Relying on PATH setup is also again a bad idea. References to
executable programs should also be by absolute path to avoid problems.

> Using a ProgressGroup per website
> would solve that, but I don't know how to accomplish that with my
> limited server administration rights. Is there any other way or should
> I just ask for more rights on the server because it isn't workable
> otherwise?

If the administrators aren't going to constrain you as far as how many
processes you have, then would suggest you have them do something like
the following.

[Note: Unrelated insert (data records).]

PR #66, opened 2019-11-23
Drastic refactor backend to save GPU memory

liwt31:
Previously in GPU backend we store all matrices in GPU and copy to host when necessary to achieve maximum speed. However, it turns out in GPU calculation total memory usage is the bottle-neck instead of host-device memory transfer.
In this PR I make a drastic change to the strategy: **matrices are always stored in host and are copied to GPU when necessary.**
The new strategy allows incredibly small memory usage when scheme <= 3 ( save up to 80% memory according to some tests) and has little effect on scheme4, in which the memory bottleneck is not storing MPSs but contraction intermediate results. The performance regression is well controlled, typically less than 20%, maybe more serious in VMF.
The new strategy also encourages the developers to use numpy or cupy ndarray directly instead of the `Matrix` class, which only stores matrices in host memory. Previously we usually use `Matrix(a)` to transfer matrix `a` to GPU memory. Now the correct way is `asxp(a)`. As a result, the developers should be ultra-careful regarding SP/DP because previously this is guaranteed in the `Matrix` class and now it is the responsibility of developers. For example, one should use things like
```
a = xp.ones((1,1,1), dtype=backend.real_dtype)
```
instead of 
```
a = xp.ones((1,1,1))
```
and the old way is
```
a = ones((1,1,1))
```

I've also updated codes in `cv` and they can work in CPU but they are not tested on GPU due to some unknown error. @jiangtong1000 you might want to know about the changes and review the cv code.

### DIFF
--- a/renormalizer/mps/matrix.py
+++ b/renormalizer/mps/matrix.py
@@ -7,8 +7,7 @@ from typing import List, Union
 
 import numpy as np
 
-from renormalizer.mps.backend import xp, backend, cp
-
+from renormalizer.mps.backend import np, backend, xp, USE_GPU, xp as xp
 
 logger = logging.getLogger(__name__)
 
@@ -31,15 +30,16 @@ class Matrix:
 
     def __init__(self, array, dtype=None, is_full_mpdm=False):
         assert array is not None
+        array = asnumpy(array)
         if dtype == backend.real_dtype:
             # forbid unchecked casting
-            assert not xp.iscomplexobj(array)
+            assert not np.iscomplexobj(array)
         if dtype is None:
-            if xp.iscomplexobj(array):
+            if np.iscomplexobj(array):
                 dtype = backend.complex_dtype
             else:
                 dtype = backend.real_dtype
-        self.array: xp.ndarray = xp.asarray(array, dtype=dtype)
+        self.array: np.ndarray = np.asarray(array, dtype=dtype)
         self.original_shape = self.array.shape
         self.sigmaqn = None
         self.is_full_mpdm = is_full_mpdm
@@ -50,14 +50,14 @@ class Matrix:
         # see https://stackoverflow.com/questions/22781872/python-pickle-got-acycle-recursion-with-getattr
         array = super().__getattribute__("array")
         res = getattr(array, item)
-        if isinstance(res, xp.ndarray):
+        if isinstance(res, np.ndarray):
             return Matrix(res)
         functiontype = type([].append)
         if isinstance(res, functiontype):
 
             def wrapped(*args, **kwargs):
                 res2 = res(*args, **kwargs)
-                if isinstance(res2, xp.ndarray):
+                if isinstance(res2, np.ndarray):
                     return Matrix(res2)
                 return res2
 
@@ -71,20 +71,14 @@ class Matrix:
 
     def astype(self, dtype):
         assert not (self.dtype == backend.complex_dtype and dtype == backend.real_dtype)
-        self.array = xp.asarray(self.array, dtype=dtype)
+        self.array = np.asarray(self.array, dtype=dtype)
         return self
 
     def abs(self):
-        return self.__class__(xp.abs(self.array))
+        return self.__class__(np.abs(self.array))
 
     def norm(self):
-        return xp.linalg.norm(self.array.flatten())
-
-    def asnumpy(self):
-        if xp == np:
-            return self.array
-        else:
-            return xp.asnumpy(self.array)
+        return np.linalg.norm(self.array.flatten())
 
     # physical indices exclude first and last indices
     @property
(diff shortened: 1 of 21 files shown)


jjren:
It‘s pretty good! The memory should be the bottleneck when dealing with large systems.
Since this PR is a rather big change, I think it is better to give some development instructions after the next group meeting.

liwt31:
Thanks for your correction @jiangtong1000 . I'll surely talk about this in the next group meeting

jiangtong1000:
@liwt31 I made some small bugfixs based on your pr, maybe the many commit messages can be cleaned up when this pr is ready to merge

liwt31:
I think we need a quick decision on this PR, because the probability of conflicts is high.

This presumes all your stuff is under one VirtualHost
which you own.

<VirtualHost *:80>
ServerName daan.example.com

WSGIDaemonProcess daan-1 threads=5 display-name=%{GROUP} user=daan group=daan
WSGIDaemonProcess daan-2 threads=5 display-name=%{GROUP} user=daan group=daan
WSGIDaemonProcess daan-3 threads=1 processes=5 display-name=%{GROUP}
user=daan group=daan

WSGIRestrictProcess daan-1 daan-2 daan-3

WSGIProcessGroup %{ENV:site.process_group}
WSGIApplicationGroup %{ENV:site.application_group}

SetEnv site.process_group daan-1
SetEnv site.application_group %{RESOURCE}
</VirtualHost>

What this does is set up three different process groups for you to
use, two multi threaded ones and one single threaded one. The default
is set to be the first of the multi threaded ones.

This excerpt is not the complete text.